**TRY IT**
Please return every line below that contains the string "have".

**Stored data entries**
PR #1819, opened 2019-10-16
Reset common option history during gmt subplot begin

### LINKED ISSUE #1783: Insets and subplots should have no initial history

When we begin a map inset, the history from the figure is inherited.  This can give bad side-effects.  Below are two near-identical scripts. Both plot a Mercator map with another Mercator map as inset.  First the proper way, specifying ? as the unknown map width that will fit the inset:

```
gmt begin good
	gmt basemap -JM6i -R0/80/0/50 -B -BWSen -X0.7i -Y0.3i
	gmt inset begin -DjTL+w2i/3i+o0.2i -M.4i -F+p1p
        	gmt basemap -R160/180/30/55 -JM? -Ba10fg10 -BWSne --MAP_FRAME_TYPE=plain
		echo 170 50 | gmt plot -Sc0.1i -Gred
	gmt inset end
gmt end show
```

This script gives the desired plot:

two

Now, if I simply give -JM without the ?, the script is

```
gmt begin bad
	gmt basemap -JM6i -R0/80/0/50 -B -BWSen -X0.7i -Y0.3i
	gmt inset begin -DjTL+w2i/3i+o0.2i -M.4i -F+p1p
        	gmt basemap -R160/180/30/55 -JM -Ba10fg10 -BWSne --MAP_FRAME_TYPE=plain
		echo 170 50 | gmt plot -Sc0.1i -Gred
	gmt inset end
gmt end show
```

which gives the wrong plot:

one

The reason is that the figure's -JM6i is copied into the history, hence -JM finds that before it auto-scales to fit the inset.

This exercise brings up two questions:

1. Since the inset (or subplot panel) is a _new_ plot it should not have _any_ history.  Agreed?
2. With a clean history, -JM will give an error (no history for -JM found).  This matches our GMT6 paper syntax. We should not allow projections such as -JM as shorthand for -JM?.  Agreed?

PaulWessel:

When **gmt subplot begin** is called the gmt.history file for the current figure or session may have a record of **-R -J -X -Y** settings.  Once the subplot begin starts we may or may not be given **-R -J -X -Y** arguments.  If not, then we do not want old history settings to leak into the subplot panels.  The past history is read during session creation in _GMT_Create_Session_ so at this point it is already stored in memory.  Hence, we need to reset all of that before we parse the common and specific arguments to this module.  This PR implements this change and closes #1783.

### DIFF
--- a/src/subplot.c
+++ b/src/subplot.c
@@ -689,6 +689,10 @@ int GMT_subplot (void *V_API, int mode, void *args) {
 
 	if ((GMT = gmt_init_module (API, THIS_MODULE_LIB, THIS_MODULE_NAME, THIS_MODULE_KEYS, THIS_MODULE_NEEDS, &options, &GMT_cpy)) == NULL) bailout (API->error); /* Save current state */
 	if (GMT_Parse_Common (API, THIS_MODULE_OPTIONS, options)) Return (API->error);
+	
+	if ((opt = GMT_Find_Option (GMT->parent, GMT_OPT_INFILE, options)) && !strcmp (opt->arg, "begin"))	/* Called gmt subplot begin */
+		gmt_reset_history (GMT);	/* Remove history */
+	
 	Ctrl = New_Ctrl (GMT);	/* Allocate and initialize a new control structure */
 	if ((error = parse (GMT, Ctrl, options)) != 0) Return (error);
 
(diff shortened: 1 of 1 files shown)


seisman:
There are many failing tests now.

PaulWessel:
Odd, I ran all the tests.  Let me wipe clean and do again.

PaulWessel:
OK, got the failures, will evaluate.

PaulWessel:
I had a brain fart and wanted to speed up by testing the strcmp first...but opt not set yet.  I ran the test successfully first then made that dumb change.  Changed back, works fine again for all tests.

**RESPONSE AREA**
### LINKED ISSUE #1783: Insets and subplots should have no initial history
1. Since the inset (or subplot panel) is a _new_ plot it should not have _any_ history.  Agreed?
When **gmt subplot begin** is called the gmt.history file for the current figure or session may have a record of **-R -J -X -Y** settings.  Once the subplot begin starts we may or may not be given **-R -J -X -Y** arguments.  If not, then we do not want old history settings to leak into the subplot panels.  The past history is read during session creation in _GMT_Create_Session_ so at this point it is already stored in memory.  Hence, we need to reset all of that before we parse the common and specific arguments to this module.  This PR implements this change and closes #1783.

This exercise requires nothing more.